Andrew Lincoln's release of the series was probably a difficult prospect for The dead who walk and his writers to cope – especially as Lauren Cohan This departure is also worrying for the future of this season. The series is at a crossroads, and the conclusion of Rick's story might have set the tone for a season clearly designed, at least in part, to repair the sins of those who immediately preceded it. Instead, all that this down payment proves is that The dead who walk Basically, it remains concerned with attracting as many viewers as possible, regardless of the means of narration required. The narrative meaning is secondary to something "shocking" that can provide fans with a new mystery to guess at. ("Will we ever see Rick?" "who Do these people have helicopters?
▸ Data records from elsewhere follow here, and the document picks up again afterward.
PR #72, opened 2026-06-20
fix: resolve fresh-install issues (dashboard, doctor, installer)

srflmr:
## Summary
On a fresh v0.8.0 install, the dashboard landing page fails to load and the installer can abort with a cryptic error on common setups. This PR fixes the broken queries, adds a diagnostic to catch the regression class, and hardens the installer.

## Dashboard
- **`get_model_usage` 500 on fresh install.** The query selected `COALESCE(model, …)`, but the agents `model` column was removed in v0.6.78 (renamed to `model_id`). Existing databases keep the old column, so the bug was masked; fresh installs never create `model`, so the query raised `no such column: model` and 500'd both `/api/dashboard/data` and `/api/dashboard/stats` — the landing page. Point the query at `model_id`; the `AS model` alias preserves the response shape (no API change).
- **Recent-agents model badge** read `a.model` (always `undefined` after the rename) → use `a.model_id`.
- **Empty states.** The dashboard widgets reused their skeleton loaders as the "no data" state, so on a fresh install (no agents/models/evaluation runs) they animated indefinitely. Show a "no data yet" message instead.

## Doctor
- Add a **Database Schema / Query Health Check** that runs the dashboard read queries against the live schema. A plain `SELECT 1` connection check can't catch a column rename/drop that leaves a query stale — this does. Runs read-only in both normal and `--fix` mode.

## Installer (`install.sh`)
- **Verify the `venv`/`ensurepip` module** (the real requirement) instead of an unused system `pip3`, failing fast with guidance to install `python3-venv`. On distros that create a venv without bootstrapping pip, `python3 -m venv` returns 0 yet leaves no pip, so dependency install previously failed later with a cryptic `pip3: not found`.
- **Bootstrap pip via `ensurepip`** if the venv comes up without it; install dependencies via `python -m pip` rather than a `pip`/`pip3` shim.
- **Activate `.venv` first, then legacy `venv`** in the generated wrapper, matching the repo `evonic` wrapper (`.venv` primary, `venv` fallback).
- Drop non-POSIX `local` (the script is `#!/bin/sh`); verified with `sh -n`, `dash -n`, and `bash -n` (the `curl … | bash` one-liner).

## Testing
- Reproduced the dashboard 500 on a fresh DB; confirmed `/api/dashboard/data` and `/api/dashboard/stats` return 200 after the fix.
- Added `unit_tests/test_dashboard_model_usage.py` (fails on the old query, passes on the fix). Full suite: no new failures.
- `evonic doctor` and `evonic doctor --fix` run the new schema check cleanly.

## Scope
5 files — query/UI/installer fixes plus one regression test. No schema migration, no API changes.

### DIFF
--- a/cli/commands.py
+++ b/cli/commands.py
@@ -3179,6 +3179,37 @@ def doctor_command(quick=False, fix=False, with_llm_provider=False):
         results.append(_fail(f"Asset build check failed: {e}"))
 
 
+    # ── 13. Database Schema / Query Health Check ──────────────
+    _section("13. Database Schema / Query Health Check")
+    try:
+        import sqlite3 as _sqlite3
+        from models.db import db as _schema_db
+
+        dashboard_queries = [
+            ("dashboard stats", _schema_db.get_dashboard_stats),
+            ("model usage", _schema_db.get_model_usage),
+            ("model leaderboard", _schema_db.get_model_leaderboard),
+            ("recent agents", _schema_db.get_recent_agents),
+            ("recent runs", _schema_db.get_recent_runs),
+        ]
+        schema_ok = True
+        for q_name, q_fn in dashboard_queries:
+            try:
+                q_fn()
+            except _sqlite3.OperationalError as qe:
+                schema_ok = False
+                results.append(_fail(f"{q_name} query failed — schema mismatch: {qe}"))
+            except Exception as qe:
+                results.append(_warn(f"{q_name} query raised {type(qe).__name__}: {qe}"))
+        if schema_ok:
+            results.append(_ok("Dashboard queries match the current database schema"))
+        else:
+            _info("  A column referenced by a query is missing from the schema "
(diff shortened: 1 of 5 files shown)


srflmr:
Related: #73 — while investigating fresh-install behavior I also found that the `evomem` binary isn't shipped, so the default memory engine silently falls back to FTS5. That's a packaging concern (only maintainers can ship the binary), so I filed it separately rather than folding it into this PR.

anvie:
Thanks for your contribution.

Owh, the evomem bin..., I almost forgot, I’ve published the Evomem repo at https://github.com/anvie/evomem
The pre-compiled binary for Linux and Darwin are also available there, feel free to use

srflmr:
Thanks! I'll use the prebuilt binary from [anvie/evomem v0.2.0](https://github.com/anvie/evomem/releases/tag/v0.2.0) — that resolves #73 on my end.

It makes no sense to know that Rick is alive, off-screen, and if even the guy who's been at the center of this show for nine seasons can not come to an emotionally satisfying conclusion, what's the point? purpose of the story that surrounds it?

The hollow at The dead who walkThe heart of the film is obvious for years, but now that Rick is gone, it may be time to admit that everything that this series had about fascinating or significant has already told us about what it means to be human in a collapse of society, these days are long gone. C & # 39; The dead who walkHeart now, and this for a long time. And he is as dead as the decaying corpses that populate him.